Poveglia was inhabited off and on from the 5th century, when it was first settled by refugees from Padua. In 810 the residents famously blocked Pepin's advance into the lagoon. In 864 it became a refuge again when supporters of Doge Pietro Tradonico escaped here when Tradonico was murdered by the nobles. The islanders were given exclusive ship towing rights at the nearby Lido port of Malamocco; they built a church called San Vitale, planted gardens, and had their own independent podestà as governor. One of the more curious privileges enjoyed by the islanders was the right to have their representative plant an annual kiss on the mouth of the doge.

Things began to go wrong for Poveglia in 1379, when Genoa attacked during the War of Chioggia, and the entire population was moved to the Giudecca for safety. Afterwards, only a few returned to the island, and in 1776, it was taken over the Magistrato allà Sanità to quarantine goods coming into Venice, similar to the nearby Lazzaretto islands. After 1793, when plague was discovered aboard two ships docked here, the island was sealed off. Other doomed sufferers of infectious diseases were sent there from Venice, often in boats with dead bodies. Rumours have it that much of the soil on Poveglia is made of some 100,000 bodies, thrown into pits and burned, whose ghosts haunt the island.
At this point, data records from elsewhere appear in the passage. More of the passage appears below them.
PR #2341, opened 2023-05-15
Fix min margin error

### LINKED ISSUE #2339: Bug: Preview error when less than $50 margin
### Subject of the issue
When setting less than $50 margin in the trade panel and not having a position open the preview generation will throw a division by zero error. This has started since updating the preview to correctly calculate liquidation.

### Solution

- [ ] Investigate where the division by zero happens in the preview and prevent this by throwing a min margin error 
- [ ] Add validation to the margin input to require min $50 margin before allowing a preview
- [ ] Ensure the submit button in the trade panel is disabled if a preview fails

avclarke:
## Description

Fixes an issue where attempting to open a position below min margin results in an error

closes #2339


platschi:
Good catch, thanks. Now successfully displays the error message informing user of the min 50$ requirement.

PR #2347, opened 2023-05-15
Update the position table

### LINKED ISSUE #2259: UX Bug: Close button is hidden on positions table
### Subject of the issue

On some smaller screens the close button at the end of the row gets hidden out of view, causing users to be confused about how to close a position.

A quick PR to alleviate it on some screens was opened [here](#2251 ) but requires some more UX thought.

LeifuChen:
## Description
Update the position table following the [new design](https://www.figma.com/file/YWU3PMsnqZaqr1gABgAFJK/UI-Refresh?type=design&node-id=9276-60611&t=pW7PNxmIGtBYqo5W-4)
image

## Related issue
closes #2259

image
image


components/Pill.tsx
```diff
@@ -45,6 +48,7 @@ const BasePill = styled.button<{
 	$fullWidth?: boolean;
 	$roundedCorner?: boolean;
 	$weight?: FontWeight;
+	$background?: PillColor;
```
avclarke, line 51: I think this background prop is confusing with the cross over of color prop. Really we should just have some color variants that derive style from `newTheme.pill[variant]`. Maybe we just need to add a new pill style there.

sections/futures/UserInfo/PositionsTable.tsx
```diff
@@ -267,12 +283,22 @@ const PositionsTable: FC<FuturesPositionTableProps> = () => {
 							accessor: 'pnl',
 							Cell: (cellProps: CellProps<any>) => {
 								return (
-									<PnlContainer>
-										<Currency.Price price={cellProps.row.original.position.pnl} colored />
-										<NumericValue value={cellProps.row.original.position.pnlPct} colored>
-											{formatPercent(cellProps.row.original.position.pnlPct)}
-										</NumericValue>
-									</PnlContainer>
+									<FlexDivRowCentered style={{ columnGap: '35px' }}>
```
avclarke, line 286: Can use the new columnGap prop

avclarke (commented):
Just a couple of minor things

sections/futures/UserInfo/PositionsTable.tsx
LeifuChen: Thanks for the remind. Updated.

components/Pill.tsx
LeifuChen: Good idea. Updated.

avclarke (approved):

platschi:
Also there's no hover state for the pencils, as we had before, so how do I know when I can click on it/they are clickable? 

Screenshot 2023-05-18 at 13 32 45

For the Size pencil, for bigger value positions it's also very close to the "Close" button, hard to actually click on it.

I am reluctant to merge this PR for now, would like some more design discussion on this.

LeifuChen:
> On smaller screen Close/Share buttons overlap with data.
> 
> Screenshot 2023-05-18 at 13 00 26

Good catch. I will fix this.

LeifuChen:
> Also there's no hover state for the pencils, as we had before, so how do I know when I can click on it/they are clickable?
> 
> Screenshot 2023-05-18 at 13 32 45
> 
> For the Size pencil, for bigger value positions it's also very close to the "Close" button, hard to actually click on it.
> 
> I am reluctant to merge this PR for now, would like some more design discussion on this.

1. Good catch. The original hover state is on the button background but we remove the button background and border in this PR. I will add the hover state to the pencil icon. 
2. I will try re-distribute the width of the columns to see if we can make it better.

avclarke:
Closing this as been replaced by #2413

PR #2350, opened 2023-05-16
Update the mobile view of market details

### LINKED ISSUE #2258: UI Refresh: Access full market details from mobile
### Description

In the latest mobile design the market details have been reduced to display only some data points. There should be a way to expand and show all the market info.

### Solution

Make the markets details bar expandable on mobile to show full info.

LeifuChen:
## Description
Show all the market info on the mobile following the [design](https://www.figma.com/file/YWU3PMsnqZaqr1gABgAFJK/UI-Refresh?type=design&node-id=9276-60858&t=pW7PNxmIGtBYqo5W-4)
image

## Related issue
closes  #2258 

image
image


sections/futures/MarketDetails/MarketDetails.tsx
```diff
@@ -190,24 +200,47 @@ const MarketSkew: React.FC<MarketDetailsProps> = memo(({ mobile }) => {
...
-			}
+			mobile={mobile}
+			dataKey={MarketDataKey[dataKey]}
+			value={mobile ? mobileValue : desktopValue}
 		/>
 	);
 });
 
+const OpenInterestLongDetail: React.FC<MarketDetailsProps> = (props) => (
+	<OpenInterestDetail isLong {...props} />
```
avclarke, line 238: Seems a bit overkill to have two separate components for a hardcoded prop, should we just pass the isLong prop at the point these are rendered instead, so we only use a OpenInterestDetail component?

sections/futures/MarketDetails/MarketDetails.tsx
```diff
@@ -35,22 +37,45 @@ type MarketDetailsProps = {
...
+	);
+
+	const MarketDetailsMobile = () => (
+		<MarketDetailsContainer mobile={mobile}>
+			<IndexPriceDetail mobile={mobile} />
+			<MarketSkew mobile={mobile} />
+			<HourlyFundingDetail mobile={mobile} />
+			<MarketPriceDetail mobile={mobile} />
+			<DailyChangeDetail mobile={mobile} />
+			<FlexDivRow style={{ columnGap: '25px' }}>
```
avclarke, line 67: Prefer to avoid inline styles, could we add this as a prop to FlexDivRow instead maybe?

avclarke (commented):
Looks good, just a couple of minor clean up things which could be good to include.

sections/futures/MarketDetails/MarketDetails.tsx
```diff
@@ -35,22 +37,45 @@ type MarketDetailsProps = {
...
 
+interface OpenInterestDetailProps extends MarketDetailsProps {
+	isLong: boolean;
+}
+
 const MarketDetails: React.FC<MarketDetailsProps> = ({ mobile }) => {
 	const dispatch = useAppDispatch();
 	const showHistory = useAppSelector(selectShowHistory);
+
+	const MarketDetailsDesktop = () => (
```
avclarke, line 48: Would be good to render these conditionally, as currently a waste rendering both but only using one currently

sections/futures/MarketDetails/MarketDetails.tsx
LeifuChen: Good idea. Thanks.

sections/futures/MarketDetails/MarketDetails.tsx
LeifuChen: Yes. That's a good idea. Updated.

avclarke (approved):
Changes look good!

platschi:
Screenshot 2023-05-17 at 11 36 33

What if we add a space between OI(L) and (S), as in `OI (L)` and `OI (S)` for better readability?

platschi (approved):

Issue #2144, opened 2023-04-02
UI Refresh: Implement funding chart


avclarke:
### Description

- Add a toggle in the market details bar to switch between price and funding chart
- Implement funding history chart similar to the portfolio chart
- Can construct the chart data from fundingRateUpdates query from the subgraph
- The chart should show the past weeks data with rates per hour

![image](https://github.com/Kwenta/kwenta/assets/4819006/e54cf039-e726-4c90-ad98-ebdfbbc29586)

Ref: [Figma Design](https://www.figma.com/file/YWU3PMsnqZaqr1gABgAFJK/UI-Refresh?type=design&node-id=8493-ref47034&t=ZnQij0qhBHA44JgA-4)

platschi:
See also #1161

koredefashokun:
@avclarke The Figma link above seems to not work correctly anymore. Would appreciate if you could send a new one or update it.

PR #2356, opened 2023-05-18
Funding rate chart

koredefashokun:
## Description
This PR adds a chart that displays the funding rate in the currently selected market over the past week.

## Related issue
#2144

Napoleon, who continued the island's use as a quarentine station, demolished the island's 12th-century church of San Vitale, leaving on the bell tower to use as a lighthouse. In 1814 the station closed.

As if that weren't enough, in 1922, a hospital for the mentally ill was built on Poveglia and operated until 1968. There are rumours of an evil director who performed experiments on patients, including lobotomies, before the ghosts drove him insane and he threw himself from the church tower. In 1968 the hospital was closed as well, and officially declared off limits, although occasionally journalists and visitors interested in the paranormal have visited. Today although much is covered in brambles and ivy, it is a secret Venetian playground and picnic ground, one the last public islands left in the south lagoon.
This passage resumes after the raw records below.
PR #2364, opened 2023-05-22
Truncate M values in Trading History

### LINKED ISSUE #2357: Bug: Truncate M values in Trading History
### Subject of the issue
See screenshot. We should truncate values over >1.000.000 to 1.00M in the trading history so that the trading history is readable.

Screenshot 2023-05-18 at 15 20 04

### Deliverables
- Investigate using `suggestedDecimals` for Amounts in the Trading History, verify with all other markets and if good, implement

LeifuChen:
## Description
We should truncate values over >1.000.000 to 1.00M in the trading history so that the trading history is readable.

## Related issue
closes #2357

## How Has This Been Tested?
1. Open the futures page and check the truncated value of trade history table

image

### DIFF
--- a/components/Currency/CurrencyPrice/CurrencyPrice.tsx
+++ b/components/Currency/CurrencyPrice/CurrencyPrice.tsx
@@ -16,7 +16,6 @@ type CurrencyPriceProps = {
 	change?: number;
 	conversionRate?: WeiSource;
 	formatOptions?: FormatCurrencyOptions;
-	truncate?: boolean;
 	colorType?: 'secondary' | 'positive' | 'negative' | 'preview';
 	colored?: boolean;
 };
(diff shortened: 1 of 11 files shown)


avclarke (dismissed):

avclarke (commented):
@LeifuChen the spec mentions 1M and above but the screenshots shows also thousands being truncated, do we need to make it only truncate 1M and above?

platschi:
> @LeifuChen the spec mentions 1M and above but the screenshots shows also thousands being truncated, do we need to make it only truncate 1M and above?

Good catch, I think we should only truncate 1M and upwards in the Trades History table, truncating thousands does not look very useful:

Screenshot 2023-05-23 at 09 09 33

platschi (approved):

PR #2365, opened 2023-05-22
Added locked margin to the trade balance

### LINKED ISSUE #2284: UX Bug: Display unavailable funds in closed markets
### Subject of the issue
Currently when a market is closed there is no way to see how much funds are available from that market, since we filtered out closed markets from idle margin.

### Proposed solution
We should find somewhere to display idle margin in closed markets.

LeifuChen:
## Description
Currently, when a market is closed, there is no way to see how much funds are available from that market since we filtered out closed markets from idle margins. In this PR, we add these missing margin (called `locked margin`) back to the balance section.

## Related issue
closes #2284 

### Desktop
image
### Mobile
image


sections/futures/Trade/TradeBalance.tsx
```diff
@@ -48,59 +54,116 @@ const TradeBalance: React.FC<TradeBalanceProps> = memo(({ isMobile = false }) =>
...
+							textTransform="none"
+							onClick={() => dispatch(setOpenModal('futures_isolated_transfer'))}
+						>
+							{t('header.balance.get-susd')}
+						</Button>
+					</DepositContainer>
+				) : (
+					<>
+						{isMobile ? (
+							<FlexDivCol style={{ rowGap: '2px' }}>
```
avclarke, line 83: There's a lot of duplicated code here just for col v row, I think it would be better to create styled components and pass `isMobile` to for determining the flex.

state/futures/selectors.ts
```diff
@@ -605,19 +605,21 @@ export const selectRemainingMarketMargin = createSelector(selectPosition, (posit
...
+				return market && market.isSuspended === isSuspended;
 			})
 			.filter((p) => !p.position?.size.abs().gt(0) && p.remainingMargin.gt(0))
 			.reduce((acc, p) => acc.add(p.remainingMargin), wei(0));
 		return idleInMarkets;
-	}
-);
+	});
+
+export const selectIdleMarginInMarkets = selectMarginInMarkets();
```
avclarke, line 620: Maybe we should rename this to `selectAvailableMarginInMarkets`

LeifuChen: Thanks. Updated.

sections/futures/Trade/TradeBalance.tsx
LeifuChen: Yes. Good idea. I will do that after merging #2361

avclarke (approved):

platschi (approved):

PR #2369, opened 2023-05-23
fix: icons on homepage

platschi:
## Description
Icons for new markets are missing on the landing page, this fixes it.

## Screenshots

Screenshot 2023-05-23 at 11 25 40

In May 2014, Venice, desperate to raise funds to pay its debts, auctioned off a 99-year lease to the 18-acre island of Poveglia to Italian businessman (and mayor since 2015) Luigi Brugnaro for €513,000, who intended to spend €20 million on restorations, for a resort or private clinic. Residents, furious at losing their public space after several other islands were sold for luxury resorts raised a half million in a counter offer. The government deemed that Brugnaro's plans didn't meet a number of criteria, and he has since declared he was no longer interested. Another organization, called Poveglia per Tutti ('Poveglia for everyone') has been raising money for the island's restoration, but nothing has happened since.